Visit Emily Carr’s Victoria, where her art transports viewer beyond the gallery

VICTORIA — Emily Carr sweeps you off your feet, then sets you down in another world.

It’s a fantastical scene: vibrating water below, infinite sky overhead and trees, rising like supernatural sculptures, all around.

Most of Carr’s paintings are about 100 years old now, but they still pack a wallop. And today, 65 years after her death, they inspire reverence in art lovers around the globe — but most of all here in Victoria, her home town.

Yet until recently, Carr, a writer as well as an artist, wasn’t all that well-represented in this provincial capital. Mary Jo Hughes, chief curator at the Art Gallery of Greater Victoria, noticed this when she arrived here three years ago.

“OK, so where do we have Emily Carr?” she remembers wondering as she toured the gallery. The space where her paintings were displayed, Hughes added, was “practically a broom closet.”

“Emily Carr: On the Edge of Nowhere” — a reference to Carr’s description of the Canadian wilderness — is Hughes’ major expansion of that small space. The exhibition of some 65 Carr paintings is on view at the Art Gallery of Greater Victoria through June 2013, with the next drop-in guided tour set for 2 p.m. Saturday, Nov. 20.

And while the gallery is on Moss Street, off the tourist track about a mile and a quarter from the Coho ferry dock, another tribute practically greets the disembarking passengers: at the corner of Belleville and Government streets, beneath the Fairmont Empress Hotel is a larger-than-life statue of Carr, unveiled last month.

She’s here in bronze, with her dog, Billie, beside her and her pet monkey, Woo, perched on her shoulder.

Passers-by may see her as a bit of an eccentric — as she was viewed by some of her contemporaries. Carr wasn’t showered with praise for her art until later in her life and suffered through times of intense self-doubt.

Encouragement

During one of those crises, her fellow artist Lawren Harris, a member of Canada’s Group of Seven, sent her a letter.

“Despair is part of every creative individual,” he wrote. Yet “one rises out of it,” by lifting the mind and heart up and away from the workaday world.

“I hope all your sails are up and full of the winds of heaven,” Harris told his friend. “There is only one way: Keep on.”

Carr did — and she found her true north in Canada’s forest cathedrals.

In her day, though, polite society considered the wilderness a perilous, even savage place no nice lady would spend time in.

Carr didn’t let such narrow-mindedness bind her feet. She left her house in Victoria to explore the isolated rain forests of British Columbia and beyond, and to learn about First Nations cultures.

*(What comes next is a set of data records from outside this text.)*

PR #2955, opened 2021-04-27
Exposing TileStores

Udumft:
### Description
Added open properties for getting corresponding TileStore instances from MapView and Navigator.
This is required as a part of `Offline Regions` feature implementation as `TileStore` is the core instance used to manipulate the regions.

### Implementation
Previously both implementation did depend on `Bundle.mapboxNavigation.suggestedTileURL`. Now default location is resolved by Common's `TileStore.getInstance`.
Navigator `TileStore` instance is retained separately to avoid cases when `static tilesURL` got updated after Navigator was instantiated.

“This is exactly where I want to be . . . what I want to express is here and I love it. Amen!” Carr wrote.

“Go out there,” she urged her viewers, “into the glory of the woods. See God in every particle of them, expressing glory and strength and power, tenderness and protection.”

Documentary film

The artist’s life, and Harris’ letter, also inspired a documentary film, “Winds of Heaven: Emily Carr, Carvers and the Spirits of the Forest,” to screen at the University of Victoria’s Cinecenta theater Nov. 24 through 27. For details, see www.Cinecenta.com.

The movie, said Hughes, is a vivid, expansive picture of both Carr’s art and the wild places she loved.

“We know from [Carr’s] journals that she really toiled,” over her art, “but when she was successful, it has that effortlessness,” Hughes added. The curator believes Carr’s most thrilling work comes from when the artist was in her 50s and 60s.

“To me, that’s exciting: If we have a passion and we follow it, it doesn’t matter if we do it later in life . . . She found her real fulfillment in her art,” by continuing to expand her boundaries both artistic and geographic.

In 1910, at age 39, Carr had gone to Paris to explore the realm of European style, Hughes noted. She enjoyed some success there but wanted to develop herself as a painter and make a new kind of art, glorifying the far edge of the North American continent.

Many of the other female artists of the era never changed their style, Hughes said, or they got married and stopped painting or sculpting altogether.

Carr, immersed in her beloved woods, kept working.

“I don’t want to trickle out,” she wrote. “I want to pour till the pail is empty, the last bit going out in a gush.”

That gush fills the Art Gallery of Greater Victoria — and it still enchants people, said Hughes.

“She never got complacent,” she added. “That’s why she stands up as such a strong artist today.”